The introduction DAAs, including the SL regimen, was an extraordinary development in the treatment of patients with HCV. However, the very high cost of DAAs (cost per course: SOF, $84,000; SOF plus LDV, $94,500) is always challenging. Therefore, IFN-based therapies remain the preferred standard treatment option for HCV-infected patients, particularly those living in low- and middle-income countries or those paying for treatment out-of-pocket [38]. The addition of RBV to the SL regimen will further increase the financial burden and potential AEs. Thus, the SL regimen is more reasonable for the treatment of patients with HCV. The current preferred IFN-based therapy remains a suitable treatment option for HCV-infected patients and particularly for those with favorable IFN-response characteristics such as the IL28B genotype [39].

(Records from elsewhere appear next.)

Issue #1425, opened 2015-03-17
Javascript: Add Koa


ebramanti-techempower:
Koa.js is a smaller, more expressive Node framework from the team who made Express. Koa uses generators to avoid Node's callback hell and make error-handling much easier. I'm curious about how this will affect performance compared to Express.js.

Here's some extremely basic differences between Koa & Express, with an extremely small performance comparison included in the MD: https://github.com/koajs/koa/blob/master/docs/koa-vs-express.md

ebramanti-techempower:
I've completed the test server for this framework. However, I need to do some more work before PR. Koa required a bump of Node to a newer version, and this is creating some problems for some of the other Node frameworks (particularly ones that use SQL). I'm taking a look into it, and you can check out my progress [here](https://github.com/ebramanti-techempower/FrameworkBenchmarks/tree/koa).

hamiltont:
@ebramanti-techempower FWIW, I *think* the best thing here would be if you could use something like `nvm` to enable each framework to choose the nodejs version it uses. See #995

ebramanti-techempower:
@hamiltont I can work on this, but should we not be updating nodejs test to latest version of Node anyways? The optimizations/bug fixes introduced in Node over the past two versions should be working with the current Node framework tests. 

Just wondering, because I know using `nvm` will save me a ton of time but that shouldn't stop me from making our current tests compatible with the latest version of Node.

hamiltont:
Updating nodejs is a great idea! If possible, let's do both - update nodejs to the latest, and use nvm to isolate the environment of each nodejs-based framework

ebramanti-techempower:
@hamiltont So I'm working on setting up `nvm`, but every time I try to source the necessary .sh file I'm getting weird errors. I'm not sure whether it has to do with our own scripts, or `nvm`. However, since I'm getting error 2, I'm assuming it's something related to `nvm`.

What's weird is the command works in `install.sh` for installing the necessary binary, but when I try to source `nvm.sh` in `setup.sh` it completely does not work. Here is my error output for reference:

    INFO:root:Running setup module start (cwd=/home/vagrant/FrameworkBenchmarks/frameworks/JavaScript/nodejs)
    INFO:root:To run nodejs manually, copy/paste this:
          export FWROOT=/home/vagrant/FrameworkBenchmarks && \
          export TROOT=/home/vagrant/FrameworkBenchmarks/frameworks/JavaScript/nodejs && \
[...]

Issue #995, opened 2014-08-11
Create isolated environment for each framework


hamiltont:
As mentioned in #966, most languages with package systems also have tools to isolate environments (e.g. environment A has packages foo-v1,bar-v1.2,zlib-v0.6 while environment B has foo-v3,bar-v4.4,zlib-v0.6). We should use this! The first step is to separate all the framework-specific requirements out into their respective directories. @methane is making huge strides for python over in #984, @jberger basically finished this for perl with #986. This leaves languages like scala, php, etc, many of which already have some of their dependencies declared inside each framework folder. 

The next step is to choose an environment isolation framework for each language. In #966 we discuss this step for Perl. @jberger prefers Carton, but also mentions local::lib and some other stuff I don't know (perlbrew, plenv). Once we settle on an environment manager for that language, we can apply it to all the tests. 

~~Personally I think we should delay this until #448 is completed as it will become much cleaner to implement with a language-based directory structure (e.g. stuff like `frameworks/php/...` and `frameworks/perl/...`)~~ Done

msmith-techempower:
This is now the overarching design of the tests, and while probably still not perfect it is essentially in the master branch.

PR #1518, opened 2015-04-10
Koa [#1425] and Node versioning (nvm)

ebramanti-techempower:
I've implemented the Koa framework as discussed in #1425. However, this brought forth a bigger problem: A lack of versioning for Node.js (depending on framework). Koa has a requirement of `>=v0.11` (needs ES6 Harmony features) for Node.js, however incrementing Node manually broke all the other frameworks.

The most ideal thing is to update each and every framework to work with the current latest version of Node. With `nvm` now used in the Node.js frameworks, this provides a way for quick Node versioning. Creating isolated environments for each framework is something that has been discussed in #995, and this is an important step forward for good versioning amongst the Node frameworks.

I'm going to continue work on getting these frameworks updated to `0.12.x`. In the meantime, I wanted to push the updated versioning so people can continue working on new frameworks (believe @zane-techempower is about to start work on Sails.js).


ebramanti-techempower:
Need to do some more cleanup.

frameworks/JavaScript/hapi/app.js
```diff
@@ -8,8 +8,8 @@ var cluster = require('cluster'),
 	Hapi = require('hapi'),
 	mongoose = require('mongoose'),
 	async = require('async'),
-	conn = mongoose.connect('mongodb://localhost/hello_world'),
-	connMap = { user: 'benchmarkdbuser', password: 'benchmarkdbpass', database: 'hello_world', host: 'localhost', charset: 'utf8' };
+	conn = mongoose.connect('mongodb://127.0.0.1/hello_world'),
+	connMap = { user: 'benchmarkdbuser', password: 'benchmarkdbpass', database: 'hello_world', host: '127.0.0.1', charset: 'utf8' };
```
LadyMozzarella: Think you accidentally committed the 127.0.0.1 change. Switch back to localhost.

frameworks/JavaScript/koa/bash_profile.sh
```diff
@@ -0,0 +1,3 @@
+#!/bin/bash
+
+export NODE_HOME=${IROOT}/node-v0.12.0-linux-x64
```
LadyMozzarella: We've removed the need for bash_profile.sh from TFB. If you could rebase and move NODE_HOME to setup that would be helpful.

frameworks/JavaScript/nodejs/hello.js
```diff
@@ -19,9 +19,9 @@ var http = require('http')
   , url = require('url')
   , async = require('async')
   , mongoose = require('mongoose')
-  , conn = mongoose.connect('mongodb://localhost/hello_world')
+  , conn = mongoose.connect('mongodb://127.0.0.1/hello_world')
```
LadyMozzarella: This file looks like `localhost` was replaced with `127.0.0.1` accidentally as well.

frameworks/JavaScript/koa/setup.sh
```diff
@@ -0,0 +1,34 @@
...
+# ${NODE_HOME}/bin/node --harmony app.js &
+
+# !DO NOT REMOVE!
+#
+# It takes `node app` a few seconds to turn on and 
+# then fork. If you remove this sleep, the parent shell 
+# executing this script will be terminated before the 
+# application has time to awaken and be forked, and 
+# express will fail to be started
+sleep 5
```
LadyMozzarella: I believe we're already sleeping 60 seconds before starting each framework. Is this necessary?

frameworks/JavaScript/koa/setup.sh
```diff
@@ -0,0 +1,34 @@
...
+
+# run app
+npm install
+node --harmony app &
+
+# export NODE_HOME=${IROOT}/node-v0.12.0-linux-x64
+# export PATH=$PATH:$NODE_HOME/bin
+
+# ${NODE_HOME}/bin/npm install
+# ${NODE_HOME}/bin/node --harmony app.js &
```
LadyMozzarella: Are all of these left commented out for a reason?

frameworks/JavaScript/koa/setup.sh
msmith-techempower: Pinging @hamiltont
I DO believe this is necessary, but I don't fully recall why.

hamiltont: Now that #1505 is merged, this is no longer necessary. Explanation: 

The critical change was switching from `subprocess.check_call` to `subprocess.Popen` - the former will return when the subprocess is finished, while the latter will not. Without this sleep command, `setup.sh` would occasionally exit before the forking (e.g. `node --harmony app &`) was complete, python's subprocess would take care of cleaning up process resources, and therefore the app would never start. Now that we've switched to a non-terminating method of calling setup.sh from python, there is no need to sleep before returning.

frameworks/JavaScript/koa/setup.sh
ebramanti-techempower: Ah, I missed a spot! Good catch!

frameworks/JavaScript/koa/setup.sh
ebramanti-techempower: I'll get this update done for all the Node frameworks, seems that this is duplicated.

hamiltont: Thanks!

ebramanti-techempower:
@msmith-techempower Do you want me to switch the `fw_depends` to `nvm` to be like `rvm.sh`, or is it OK how it is? Think we were talking about that over [here](https://github.com/TechEmpower/FrameworkBenchmarks/issues/1425#issuecomment-91645618).

ebramanti-techempower:
I've updated the pull request with the requested changes!

ebramanti-techempower:
So it looks like Express is failing on Travis, but this seems to be a module problem (not a problem with the Node version). Here is what I see in the log:

    Setup express: npm ERR! Error: No compatible version found: brace-expansion@'^1.0.0'

I'll fix this issue, as well as update the other Node frameworks, after this PR is merged to `master`.

ebramanti-techempower:
Last commit should fix the Express issue.

hamiltont:
> Last commit should fix the Express issue

Awesome, let's see what it says. For what it's worth, express on Travis-CI seems to succeed about 50% of the time. It's one of the ones that is not deterministic for some reason. My (total noob to npm) guess is that the dependencies are specified without a fixed version number e.g. brace-expansion>1.0 is ok vs a fixed e.g. brace-expansion 1.0.3.5a is required. I've seen something similar with python frameworks use a `requiremetns.txt` file without first issuing a `pip freeze` command to hardcode the requirement numbers

frameworks/JavaScript/nodejs/hello.js
```diff
@@ -29,12 +29,12 @@ if (!windows) {
     
     Mapper.connect(connMap, {verbose: false, strict: false});
     var World = Mapper.map("World", "id", "randomNumber")
-    libmysql.connectSync('localhost', 'benchmarkdbuser', 'benchmarkdbpass', 'hello_world');
+    libmysql.connectSync('127.0.0.1', 'benchmarkdbuser', 'benchmarkdbpass', 'hello_world');
```
LadyMozzarella: The `127.0.0.1`s snuck in again.

ebramanti-techempower:
@hamiltont So the test passed for Express, I believe it is actually an issue with npm being out of date. What I now do is run `npm install -g npm` before running `npm install`, and this seems to have fixed the issue. Tests are all green, and I'm going to implement a fix for that line @LadyMozzarella caught.

hamiltont:
> seems to have fixed the issue

Great, would love to see express start greenlighting continuously

ebramanti-techempower:
@hamiltont Now my real work begins: updating Node tests to v0.12.x. I'll post this as an issue just so people know I'm working on it!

The current study has some limitations that must be acknowledged. First, most of the studies included in the analysis enrolled only non-cirrhotic patients. Thus, the results of our analysis may not be applicable to all patients with HCV genotype 1, particularly those with HCV-related cirrhosis. Second, some studies included interventions with a range of treatment doses. Unfortunately, we were unable to perform subgroup analyses according to the drug doses because of the small number of relevant studies identified. Furthermore, we could not accurately evaluate treatment efficacy, especially safety, of each regimen due to the lack of placebo controls.

In conclusion, the SLR regimen for 12 or 24 weeks had a similar efficacy as the SL regimen for the treatment of patients with HCV genotype 1. Although the 8-week SLR regimen showed superior SVR12 to the 8-week SL regimen, the addition of RBV to the SL regimen increased the risk of AEs, as well as the economic burden. Therefore, the 12-week or 24-week SL regimen should be recommended as the first-line treatment for patients with HCV genotype 1 infection, regardless of their prior treatment history and the presence or absence of cirrhosis.